# Exercise description:
Check each line of the records below for the word "kind" and copy those where it appears.

# Supplied data:
──────────
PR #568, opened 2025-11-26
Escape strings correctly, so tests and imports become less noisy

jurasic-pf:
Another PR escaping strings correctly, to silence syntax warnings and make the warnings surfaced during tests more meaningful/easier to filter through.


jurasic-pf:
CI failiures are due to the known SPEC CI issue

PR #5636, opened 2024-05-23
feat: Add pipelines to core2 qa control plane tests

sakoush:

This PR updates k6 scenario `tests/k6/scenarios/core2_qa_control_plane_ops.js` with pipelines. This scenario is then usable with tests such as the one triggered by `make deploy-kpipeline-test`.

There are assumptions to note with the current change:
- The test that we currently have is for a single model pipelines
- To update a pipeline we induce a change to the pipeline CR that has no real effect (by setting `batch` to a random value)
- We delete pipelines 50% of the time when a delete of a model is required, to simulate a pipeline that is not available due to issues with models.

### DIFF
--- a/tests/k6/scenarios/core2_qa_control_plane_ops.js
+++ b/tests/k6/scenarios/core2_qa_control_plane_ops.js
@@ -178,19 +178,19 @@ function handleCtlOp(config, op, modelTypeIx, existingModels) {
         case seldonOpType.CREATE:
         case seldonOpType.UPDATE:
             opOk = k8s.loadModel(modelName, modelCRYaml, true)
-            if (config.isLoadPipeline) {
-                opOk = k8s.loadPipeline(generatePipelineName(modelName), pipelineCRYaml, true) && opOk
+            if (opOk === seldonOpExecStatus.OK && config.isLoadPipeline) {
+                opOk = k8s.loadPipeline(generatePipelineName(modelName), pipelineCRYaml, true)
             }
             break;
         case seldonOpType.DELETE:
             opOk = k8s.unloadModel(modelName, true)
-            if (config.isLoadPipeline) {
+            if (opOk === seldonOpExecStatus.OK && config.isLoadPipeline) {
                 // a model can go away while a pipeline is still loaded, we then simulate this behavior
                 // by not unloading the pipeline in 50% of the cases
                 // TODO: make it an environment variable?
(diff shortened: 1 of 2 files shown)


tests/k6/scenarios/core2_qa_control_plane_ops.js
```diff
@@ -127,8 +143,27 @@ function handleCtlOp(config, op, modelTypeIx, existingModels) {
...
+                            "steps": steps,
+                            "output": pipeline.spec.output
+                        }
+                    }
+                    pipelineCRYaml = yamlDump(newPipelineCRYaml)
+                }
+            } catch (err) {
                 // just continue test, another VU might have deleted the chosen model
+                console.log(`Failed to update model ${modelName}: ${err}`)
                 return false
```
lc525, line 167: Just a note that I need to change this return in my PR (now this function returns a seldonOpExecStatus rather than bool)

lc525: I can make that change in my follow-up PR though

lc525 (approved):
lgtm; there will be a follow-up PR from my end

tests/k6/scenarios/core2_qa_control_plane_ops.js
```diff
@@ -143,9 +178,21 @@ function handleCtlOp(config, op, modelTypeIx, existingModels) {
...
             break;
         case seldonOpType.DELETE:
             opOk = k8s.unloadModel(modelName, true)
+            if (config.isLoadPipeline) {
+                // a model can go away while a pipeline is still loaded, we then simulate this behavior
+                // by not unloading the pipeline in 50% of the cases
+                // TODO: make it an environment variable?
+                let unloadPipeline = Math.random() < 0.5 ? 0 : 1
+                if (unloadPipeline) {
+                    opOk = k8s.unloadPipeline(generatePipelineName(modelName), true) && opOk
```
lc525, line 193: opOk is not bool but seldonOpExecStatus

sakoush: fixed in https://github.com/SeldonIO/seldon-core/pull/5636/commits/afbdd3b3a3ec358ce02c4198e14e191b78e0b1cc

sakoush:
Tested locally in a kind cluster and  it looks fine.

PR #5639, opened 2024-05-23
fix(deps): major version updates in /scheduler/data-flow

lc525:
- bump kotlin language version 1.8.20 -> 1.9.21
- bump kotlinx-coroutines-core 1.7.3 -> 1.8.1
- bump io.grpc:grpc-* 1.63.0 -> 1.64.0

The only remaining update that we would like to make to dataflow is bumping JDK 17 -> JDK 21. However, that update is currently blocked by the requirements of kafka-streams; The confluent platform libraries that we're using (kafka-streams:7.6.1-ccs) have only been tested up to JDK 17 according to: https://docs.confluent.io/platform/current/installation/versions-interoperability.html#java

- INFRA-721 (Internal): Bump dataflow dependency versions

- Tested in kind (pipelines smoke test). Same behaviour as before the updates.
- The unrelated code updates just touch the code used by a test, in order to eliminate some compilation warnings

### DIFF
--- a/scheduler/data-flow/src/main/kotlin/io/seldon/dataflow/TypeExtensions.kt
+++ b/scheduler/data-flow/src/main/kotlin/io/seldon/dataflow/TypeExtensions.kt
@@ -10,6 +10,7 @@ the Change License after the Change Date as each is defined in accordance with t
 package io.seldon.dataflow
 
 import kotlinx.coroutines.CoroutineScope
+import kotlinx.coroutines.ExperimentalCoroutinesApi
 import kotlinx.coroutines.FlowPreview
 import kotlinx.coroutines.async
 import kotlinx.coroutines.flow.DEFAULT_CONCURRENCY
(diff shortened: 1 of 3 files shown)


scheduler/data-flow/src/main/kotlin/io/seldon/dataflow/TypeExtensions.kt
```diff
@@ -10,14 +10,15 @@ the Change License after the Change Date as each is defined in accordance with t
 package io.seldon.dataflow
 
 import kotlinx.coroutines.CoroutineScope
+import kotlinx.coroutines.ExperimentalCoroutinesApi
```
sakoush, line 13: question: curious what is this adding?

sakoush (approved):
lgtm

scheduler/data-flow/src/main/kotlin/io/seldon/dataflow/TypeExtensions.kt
──────────
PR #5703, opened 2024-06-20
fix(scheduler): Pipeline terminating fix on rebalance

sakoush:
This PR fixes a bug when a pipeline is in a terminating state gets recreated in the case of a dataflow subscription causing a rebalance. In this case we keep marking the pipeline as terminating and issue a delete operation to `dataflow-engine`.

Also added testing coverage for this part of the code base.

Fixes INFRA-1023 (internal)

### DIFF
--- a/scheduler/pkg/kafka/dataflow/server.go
──────────
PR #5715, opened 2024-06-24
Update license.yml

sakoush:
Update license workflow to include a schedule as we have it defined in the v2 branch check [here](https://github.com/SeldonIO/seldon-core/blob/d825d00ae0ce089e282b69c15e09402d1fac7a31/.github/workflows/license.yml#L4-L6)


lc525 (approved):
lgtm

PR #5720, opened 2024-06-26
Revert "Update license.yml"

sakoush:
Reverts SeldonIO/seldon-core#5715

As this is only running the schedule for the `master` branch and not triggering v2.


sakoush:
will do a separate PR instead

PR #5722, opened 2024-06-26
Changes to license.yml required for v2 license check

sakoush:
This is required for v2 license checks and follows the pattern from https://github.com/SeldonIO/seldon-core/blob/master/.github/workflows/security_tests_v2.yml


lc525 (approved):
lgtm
──────────
# Answer section:
Tested locally in a kind cluster and  it looks fine.
- Tested in kind (pipelines smoke test). Same behaviour as before the updates.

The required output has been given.